This project contains a script to convert the Aichi Prefecture traffic accident data into Parquet format. The Parquet format offers significant performance advantages for analytical queries compared to other formats like CSV.
The source data used is non-public and provided by the Aichi Prefectural Police. To use this script, set the environment variables DATA_DIR
for the directory containing the source data and OUTPUT_DIR
for the directory where the output data will be stored. If these environment variables are not set, the script will use internal
and data
directories by default, respectively.
After converting the source data to Parquet format, you can read the data using various tools and programming languages that support Parquet. Below are examples in R and Python:
library(arrow)
library(sf)
file_name <- "traffic-accidents-2021.parquet"

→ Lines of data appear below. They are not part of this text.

PR #599, opened 2026-06-22
fix: make Icons Only work on horizontal side rail

platberlitz:
# Summary
When toggling on the "Icons only in shell tabs", it only applies to the vertical side rail instead of also the horizontal top bar. This fixes that.


Geechan (approved):
Simple line change. Safe to merge.

PR #601, opened 2026-06-22
fix: make regex HTMLs work universally on ICA

platberlitz:
# Summary
- The regexes from the User Stat Agent and the Level Up Companion aren't rendering properly as actual HTML when they're on the Companions Panel. The same regexes work on ICA inline agents when rendered on the chat itself.


platberlitz:
Tested and fixed

PR #602, opened 2026-06-22
fix: prevent switching branches from hanging

platberlitz:
# Summary
Often when I try to switch branches from staging it freezes the screen and I have to close the entire browser and switch from a fresh session after logging in again. Using iOS.

### DIFF
--- a/src/endpoints/server-admin.js
+++ b/src/endpoints/server-admin.js
@@ -1012,10 +1012,19 @@ router.post('/switch-branch', requireAdminMiddleware, async (request, response) 
             await git.stash(['push', '-u', '-m', `Auto-stash before switching to ${branch}`]);
         }
 
-        await git.fetch(['--all', '--prune']);
-        const branchSummary = await git.branch(['-r']);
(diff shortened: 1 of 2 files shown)


src/endpoints/server-admin.js
```diff
@@ -1012,10 +1012,19 @@ router.post('/switch-branch', requireAdminMiddleware, async (request, response)
             await git.stash(['push', '-u', '-m', `Auto-stash before switching to ${branch}`]);
         }
 
-        await git.fetch(['--all', '--prune']);
-        const branchSummary = await git.branch(['-r']);
-        const remoteBranches = getRemoteBranchesFromSummary(branchSummary);
-        const remoteBranch = resolveRemoteBranchName(remoteBranches, branch);
+        // The branch dropdown already refreshed remote refs; resolve locally first
```
Geechan: Remove this LLM comment; not necessary to include.

Geechan (changes requested):

src/endpoints/server-admin.js
platberlitz: Now removed

PR #607, opened 2026-06-22
fix: immediate cache clear for both tokeniser and macros

platberlitz:
# Summary
- Upstream SillyTavern has the issue where you need to refresh, wait for a new message, or toggle and untoggle to clear the tokeniser cache and see the updated values.
- Macros also have the same problem; they stay in the cache if you disable them.
- This PR will automatically clear these caches immediately.

## What Did It Do
- When someone changes the tokenizer or token padding, the app now immediately throws away the old token-count data
- If message token counts are visible, the app recalculates and refreshes them right away.
- If token counts are disabled, it clears the displayed counters instead of leaving old ones around.
- When an extension is disabled, any macros that extension registered are now removed immediately.
- This cleanup works for both the old macro system and the newer experimental macro engine.


TheLonelyDevil9:
Excellent. Lemme just run some checks

platberlitz:
> Excellent. Lemme just run some checks

Sec, still not working on some macros

platberlitz:
Okay it works.
@TheLonelyDevil9 @Geechan 

Go ahead and test - you may use my preset or Gee's
Essentially, it should make it so that if you turn off a {{setvar::}} toggle, it actually turns off and is no longer part of the prompt/context instead of being saved into the cache.

So for Gee's it would be turning on Custom Instructions -> Turning it off without turning on any other macro and see if the main prompt still caches it or not. It shouldn't anymore.

For mine my testing is turn on NSFW Mode -> is now in Main Prompt -> turn it off -> No longer in Main Prompt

data_frame <- read_parquet(file_name)
traffic_accidents <- st_as_sf(
data_frame,
coords = c("longitude", "latitude"),
crs = 4326
)
import pandas as pd
import geopandas as gpd
file_name = "traffic-accidents-2021.parquet"
data_frame = pd.read_parquet(file_name)
traffic_accidents = gpd.GeoDataFrame(
data_frame,
geometry=gpd.points_from_xy(data_frame.longitude, data_frame.latitude),
crs="EPSG:4326"
)
The benchmark compares read speed of CSV and Parquet files using dataset of traffic accidents recorded in 2021. The dataset, originally an Excel file (26,314 KB), was converted to CSV and Parquet formats for analysis.
Format | Size on Disk (KB) | Average Read Time (ms) | Standard Deviation (ms) |
---|---|---|---|
CSV | 93,736 | 725.68 | 73.30 |
Parquet | 1,767 | 74.77 | 24.64 |
The benchmarks were conducted in R using the microbenchmark
package, with results averaged over 100 runs. Tests were performed on a machine with the following specifications:
- Processor: 11th Gen Intel Core i7-11370H @ 3.30GHz
- Memory: 32.0 GB RAM
- Storage: SSD
- Operating System: Windows
This project is licensed under the MIT License - see the LICENSE file for details.